### WORK INSTRUCTIONS
The records follow. Count the lines holding "returns" and give only the number.

### DATA FOR THIS EXERCISE

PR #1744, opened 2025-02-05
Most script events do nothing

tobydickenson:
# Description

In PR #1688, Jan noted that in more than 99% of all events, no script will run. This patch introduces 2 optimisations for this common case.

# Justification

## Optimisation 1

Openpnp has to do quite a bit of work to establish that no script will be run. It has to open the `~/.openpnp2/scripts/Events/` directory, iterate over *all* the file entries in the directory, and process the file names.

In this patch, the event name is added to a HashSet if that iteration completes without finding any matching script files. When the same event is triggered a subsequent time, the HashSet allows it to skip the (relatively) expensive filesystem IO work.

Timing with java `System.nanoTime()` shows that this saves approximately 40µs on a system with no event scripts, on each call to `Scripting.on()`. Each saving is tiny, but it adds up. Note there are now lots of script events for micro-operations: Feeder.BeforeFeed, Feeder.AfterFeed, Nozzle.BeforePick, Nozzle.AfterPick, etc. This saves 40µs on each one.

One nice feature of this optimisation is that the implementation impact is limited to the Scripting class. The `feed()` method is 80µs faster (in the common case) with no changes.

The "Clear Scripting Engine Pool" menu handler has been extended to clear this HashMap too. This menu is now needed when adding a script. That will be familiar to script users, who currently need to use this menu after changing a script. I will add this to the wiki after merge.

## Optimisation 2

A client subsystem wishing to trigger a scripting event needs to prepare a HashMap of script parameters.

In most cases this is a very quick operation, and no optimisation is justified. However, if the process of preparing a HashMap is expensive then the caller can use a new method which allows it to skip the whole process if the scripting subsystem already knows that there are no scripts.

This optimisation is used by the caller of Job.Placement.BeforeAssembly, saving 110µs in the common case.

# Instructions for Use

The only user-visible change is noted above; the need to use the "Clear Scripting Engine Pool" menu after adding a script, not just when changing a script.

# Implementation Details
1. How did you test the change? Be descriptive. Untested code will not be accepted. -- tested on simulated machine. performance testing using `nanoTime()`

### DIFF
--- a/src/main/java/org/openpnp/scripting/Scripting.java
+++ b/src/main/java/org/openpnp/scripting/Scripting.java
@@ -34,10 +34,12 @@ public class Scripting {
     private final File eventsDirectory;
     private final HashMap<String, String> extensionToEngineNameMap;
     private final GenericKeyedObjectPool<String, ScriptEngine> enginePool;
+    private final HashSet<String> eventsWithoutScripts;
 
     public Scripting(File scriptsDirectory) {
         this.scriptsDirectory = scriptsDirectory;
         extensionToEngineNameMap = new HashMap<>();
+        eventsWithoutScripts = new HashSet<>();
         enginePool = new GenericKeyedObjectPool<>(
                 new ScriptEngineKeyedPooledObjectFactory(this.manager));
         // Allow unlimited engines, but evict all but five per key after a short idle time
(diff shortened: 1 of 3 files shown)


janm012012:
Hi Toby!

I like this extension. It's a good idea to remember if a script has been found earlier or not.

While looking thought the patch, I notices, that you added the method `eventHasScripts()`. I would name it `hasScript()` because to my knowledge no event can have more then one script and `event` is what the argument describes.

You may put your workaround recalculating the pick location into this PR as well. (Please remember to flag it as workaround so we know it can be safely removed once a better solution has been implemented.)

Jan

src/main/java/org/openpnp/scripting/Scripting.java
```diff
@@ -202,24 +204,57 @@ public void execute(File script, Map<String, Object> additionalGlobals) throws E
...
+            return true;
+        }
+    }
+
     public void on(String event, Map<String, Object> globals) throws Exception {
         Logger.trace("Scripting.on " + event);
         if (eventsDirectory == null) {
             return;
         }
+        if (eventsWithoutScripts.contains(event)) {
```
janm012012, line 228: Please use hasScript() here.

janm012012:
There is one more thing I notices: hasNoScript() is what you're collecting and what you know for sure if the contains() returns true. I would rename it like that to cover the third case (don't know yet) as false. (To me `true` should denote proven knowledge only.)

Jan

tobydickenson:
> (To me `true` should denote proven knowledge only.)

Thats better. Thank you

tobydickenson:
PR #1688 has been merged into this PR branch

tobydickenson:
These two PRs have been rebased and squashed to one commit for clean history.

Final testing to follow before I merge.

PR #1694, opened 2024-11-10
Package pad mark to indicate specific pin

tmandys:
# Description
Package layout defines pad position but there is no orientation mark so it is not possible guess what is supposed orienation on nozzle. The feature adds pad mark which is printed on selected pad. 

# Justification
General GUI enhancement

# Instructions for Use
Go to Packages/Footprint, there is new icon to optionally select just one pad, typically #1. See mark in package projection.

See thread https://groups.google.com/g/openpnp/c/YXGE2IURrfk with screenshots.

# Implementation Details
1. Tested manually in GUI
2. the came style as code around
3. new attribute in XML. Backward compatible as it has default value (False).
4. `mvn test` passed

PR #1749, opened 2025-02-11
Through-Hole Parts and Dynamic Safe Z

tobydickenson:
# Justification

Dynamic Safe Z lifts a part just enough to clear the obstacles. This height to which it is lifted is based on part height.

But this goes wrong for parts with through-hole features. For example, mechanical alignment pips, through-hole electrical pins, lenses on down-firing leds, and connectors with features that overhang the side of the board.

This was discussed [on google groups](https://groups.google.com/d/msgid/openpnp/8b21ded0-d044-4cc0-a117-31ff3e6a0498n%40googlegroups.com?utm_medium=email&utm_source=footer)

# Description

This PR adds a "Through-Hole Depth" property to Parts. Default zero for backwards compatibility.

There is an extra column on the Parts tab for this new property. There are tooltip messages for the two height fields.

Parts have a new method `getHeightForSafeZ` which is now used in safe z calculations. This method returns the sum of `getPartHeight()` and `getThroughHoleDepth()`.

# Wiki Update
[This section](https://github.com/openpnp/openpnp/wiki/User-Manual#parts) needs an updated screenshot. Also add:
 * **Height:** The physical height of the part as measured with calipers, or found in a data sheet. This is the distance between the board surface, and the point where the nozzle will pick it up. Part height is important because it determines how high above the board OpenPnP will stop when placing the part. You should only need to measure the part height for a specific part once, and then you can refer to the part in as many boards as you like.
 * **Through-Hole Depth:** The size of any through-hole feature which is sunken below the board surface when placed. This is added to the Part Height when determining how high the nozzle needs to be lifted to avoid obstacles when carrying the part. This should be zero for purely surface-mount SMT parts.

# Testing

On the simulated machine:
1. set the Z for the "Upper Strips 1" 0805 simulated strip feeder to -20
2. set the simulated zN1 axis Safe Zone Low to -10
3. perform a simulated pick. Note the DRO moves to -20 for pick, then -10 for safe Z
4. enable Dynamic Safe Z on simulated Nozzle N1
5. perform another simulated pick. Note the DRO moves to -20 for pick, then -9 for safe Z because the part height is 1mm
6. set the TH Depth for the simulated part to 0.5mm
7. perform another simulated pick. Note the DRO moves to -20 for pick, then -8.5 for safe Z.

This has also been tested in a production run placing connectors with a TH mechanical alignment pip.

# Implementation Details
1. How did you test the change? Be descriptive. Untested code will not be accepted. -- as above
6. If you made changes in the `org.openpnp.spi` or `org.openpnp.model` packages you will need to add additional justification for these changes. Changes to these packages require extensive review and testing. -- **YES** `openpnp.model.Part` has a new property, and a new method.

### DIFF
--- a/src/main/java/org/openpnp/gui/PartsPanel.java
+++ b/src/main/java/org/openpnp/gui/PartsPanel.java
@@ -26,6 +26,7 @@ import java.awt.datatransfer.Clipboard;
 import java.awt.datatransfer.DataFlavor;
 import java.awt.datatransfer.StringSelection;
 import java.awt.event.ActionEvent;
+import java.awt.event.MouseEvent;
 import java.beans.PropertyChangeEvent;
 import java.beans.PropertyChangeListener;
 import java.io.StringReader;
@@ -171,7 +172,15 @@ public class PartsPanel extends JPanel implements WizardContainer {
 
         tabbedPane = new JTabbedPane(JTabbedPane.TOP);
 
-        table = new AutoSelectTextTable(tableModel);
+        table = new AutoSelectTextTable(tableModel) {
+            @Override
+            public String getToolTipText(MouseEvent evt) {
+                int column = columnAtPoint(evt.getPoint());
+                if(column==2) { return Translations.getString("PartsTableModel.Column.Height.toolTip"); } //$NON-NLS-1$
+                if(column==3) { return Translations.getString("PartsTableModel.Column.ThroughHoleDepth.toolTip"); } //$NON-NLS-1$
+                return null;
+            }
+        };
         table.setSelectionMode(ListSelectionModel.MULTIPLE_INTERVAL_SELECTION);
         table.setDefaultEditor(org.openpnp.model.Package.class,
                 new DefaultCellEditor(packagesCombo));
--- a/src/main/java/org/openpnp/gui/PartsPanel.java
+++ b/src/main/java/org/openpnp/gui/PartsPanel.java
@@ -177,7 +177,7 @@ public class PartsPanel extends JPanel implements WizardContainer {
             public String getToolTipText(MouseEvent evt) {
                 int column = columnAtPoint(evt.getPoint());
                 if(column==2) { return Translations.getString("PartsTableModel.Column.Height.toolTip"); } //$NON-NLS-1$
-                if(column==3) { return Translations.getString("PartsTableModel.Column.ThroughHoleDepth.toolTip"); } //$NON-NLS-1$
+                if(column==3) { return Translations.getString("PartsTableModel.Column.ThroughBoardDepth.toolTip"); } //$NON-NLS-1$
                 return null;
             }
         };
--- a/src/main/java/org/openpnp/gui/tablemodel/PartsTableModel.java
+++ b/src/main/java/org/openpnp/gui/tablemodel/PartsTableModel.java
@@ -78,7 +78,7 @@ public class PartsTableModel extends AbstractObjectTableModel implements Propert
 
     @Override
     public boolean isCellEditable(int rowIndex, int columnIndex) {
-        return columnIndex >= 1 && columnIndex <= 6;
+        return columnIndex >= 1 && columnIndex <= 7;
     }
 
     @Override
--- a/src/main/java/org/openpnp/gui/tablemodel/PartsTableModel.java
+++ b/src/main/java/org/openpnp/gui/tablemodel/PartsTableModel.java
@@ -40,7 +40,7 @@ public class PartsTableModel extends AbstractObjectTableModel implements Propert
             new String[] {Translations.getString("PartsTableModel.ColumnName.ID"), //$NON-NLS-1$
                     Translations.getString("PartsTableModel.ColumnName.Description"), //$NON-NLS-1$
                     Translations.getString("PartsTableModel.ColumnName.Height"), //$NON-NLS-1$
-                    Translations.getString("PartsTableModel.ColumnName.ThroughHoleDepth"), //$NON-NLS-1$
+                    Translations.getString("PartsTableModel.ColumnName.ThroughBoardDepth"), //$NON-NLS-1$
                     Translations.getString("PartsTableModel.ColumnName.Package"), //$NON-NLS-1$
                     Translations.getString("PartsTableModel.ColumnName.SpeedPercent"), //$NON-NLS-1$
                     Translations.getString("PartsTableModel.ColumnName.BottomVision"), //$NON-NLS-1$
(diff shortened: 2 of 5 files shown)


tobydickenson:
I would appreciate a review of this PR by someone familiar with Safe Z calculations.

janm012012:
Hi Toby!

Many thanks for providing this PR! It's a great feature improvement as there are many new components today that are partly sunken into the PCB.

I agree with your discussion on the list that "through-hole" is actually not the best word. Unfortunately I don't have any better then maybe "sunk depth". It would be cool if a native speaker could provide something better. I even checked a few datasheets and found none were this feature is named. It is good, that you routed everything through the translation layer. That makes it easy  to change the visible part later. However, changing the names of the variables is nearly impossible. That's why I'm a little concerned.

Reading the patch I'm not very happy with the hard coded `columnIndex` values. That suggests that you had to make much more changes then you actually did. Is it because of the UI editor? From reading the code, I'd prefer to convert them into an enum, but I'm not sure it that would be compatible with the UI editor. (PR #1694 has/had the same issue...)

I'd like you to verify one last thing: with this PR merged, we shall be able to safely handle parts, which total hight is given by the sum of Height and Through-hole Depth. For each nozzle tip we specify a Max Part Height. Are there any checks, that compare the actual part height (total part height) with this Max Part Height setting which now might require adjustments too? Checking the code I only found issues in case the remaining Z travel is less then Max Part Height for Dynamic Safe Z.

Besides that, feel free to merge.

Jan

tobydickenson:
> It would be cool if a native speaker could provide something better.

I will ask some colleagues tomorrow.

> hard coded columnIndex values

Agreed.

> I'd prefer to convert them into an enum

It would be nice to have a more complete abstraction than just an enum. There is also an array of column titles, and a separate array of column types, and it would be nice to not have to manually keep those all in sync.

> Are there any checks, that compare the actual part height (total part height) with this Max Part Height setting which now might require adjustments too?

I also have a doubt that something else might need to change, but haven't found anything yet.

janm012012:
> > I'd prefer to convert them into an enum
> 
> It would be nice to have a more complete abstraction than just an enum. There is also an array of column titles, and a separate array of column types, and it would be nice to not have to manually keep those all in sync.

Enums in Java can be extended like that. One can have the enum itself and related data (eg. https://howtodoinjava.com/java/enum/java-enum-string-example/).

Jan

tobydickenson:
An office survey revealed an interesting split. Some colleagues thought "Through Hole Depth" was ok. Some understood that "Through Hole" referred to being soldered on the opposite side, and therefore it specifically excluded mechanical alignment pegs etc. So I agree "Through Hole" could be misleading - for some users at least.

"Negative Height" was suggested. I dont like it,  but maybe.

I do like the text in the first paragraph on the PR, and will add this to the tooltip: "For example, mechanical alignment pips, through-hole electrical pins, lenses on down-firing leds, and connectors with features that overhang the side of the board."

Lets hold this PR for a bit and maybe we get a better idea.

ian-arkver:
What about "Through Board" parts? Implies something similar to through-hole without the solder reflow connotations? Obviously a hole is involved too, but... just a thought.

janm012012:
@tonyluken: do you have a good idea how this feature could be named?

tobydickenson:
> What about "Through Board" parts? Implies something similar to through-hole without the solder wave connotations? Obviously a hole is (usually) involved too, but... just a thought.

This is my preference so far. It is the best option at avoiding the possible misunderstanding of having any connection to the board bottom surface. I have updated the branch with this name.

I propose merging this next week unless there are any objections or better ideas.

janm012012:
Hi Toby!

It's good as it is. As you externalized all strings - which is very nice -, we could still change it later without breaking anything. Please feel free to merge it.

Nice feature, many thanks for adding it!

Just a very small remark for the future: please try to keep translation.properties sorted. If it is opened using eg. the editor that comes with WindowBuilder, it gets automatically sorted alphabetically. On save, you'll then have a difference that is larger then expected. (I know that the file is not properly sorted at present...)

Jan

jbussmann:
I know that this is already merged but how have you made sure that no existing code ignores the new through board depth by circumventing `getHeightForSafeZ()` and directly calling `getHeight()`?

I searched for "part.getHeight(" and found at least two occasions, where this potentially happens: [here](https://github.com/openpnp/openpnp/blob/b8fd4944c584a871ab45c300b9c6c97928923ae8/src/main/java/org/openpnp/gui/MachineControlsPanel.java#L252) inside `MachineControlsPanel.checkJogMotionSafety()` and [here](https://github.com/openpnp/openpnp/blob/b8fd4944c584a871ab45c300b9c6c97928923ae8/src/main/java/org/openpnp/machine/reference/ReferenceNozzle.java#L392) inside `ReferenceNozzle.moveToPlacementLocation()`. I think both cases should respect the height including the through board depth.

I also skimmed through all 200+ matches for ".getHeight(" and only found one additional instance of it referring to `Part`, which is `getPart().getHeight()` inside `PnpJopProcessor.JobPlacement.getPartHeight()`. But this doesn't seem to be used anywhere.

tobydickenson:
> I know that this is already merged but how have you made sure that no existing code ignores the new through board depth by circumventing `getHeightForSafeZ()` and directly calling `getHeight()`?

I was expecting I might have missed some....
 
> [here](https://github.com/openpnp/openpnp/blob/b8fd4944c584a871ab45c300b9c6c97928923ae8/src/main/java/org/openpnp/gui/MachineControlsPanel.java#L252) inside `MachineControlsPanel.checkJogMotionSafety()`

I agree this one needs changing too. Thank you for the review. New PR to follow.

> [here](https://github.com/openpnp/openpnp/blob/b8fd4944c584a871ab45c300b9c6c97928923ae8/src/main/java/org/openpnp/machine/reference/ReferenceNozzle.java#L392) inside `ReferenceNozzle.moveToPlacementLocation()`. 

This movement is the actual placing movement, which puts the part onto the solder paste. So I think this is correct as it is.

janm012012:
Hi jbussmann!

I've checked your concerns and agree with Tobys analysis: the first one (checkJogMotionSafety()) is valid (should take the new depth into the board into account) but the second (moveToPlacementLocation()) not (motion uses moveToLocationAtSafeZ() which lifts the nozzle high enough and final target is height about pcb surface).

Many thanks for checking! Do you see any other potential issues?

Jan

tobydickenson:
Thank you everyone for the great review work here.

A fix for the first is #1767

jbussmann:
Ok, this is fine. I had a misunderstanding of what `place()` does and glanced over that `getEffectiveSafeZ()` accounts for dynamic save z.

### RESPONSE TO THE TASK
2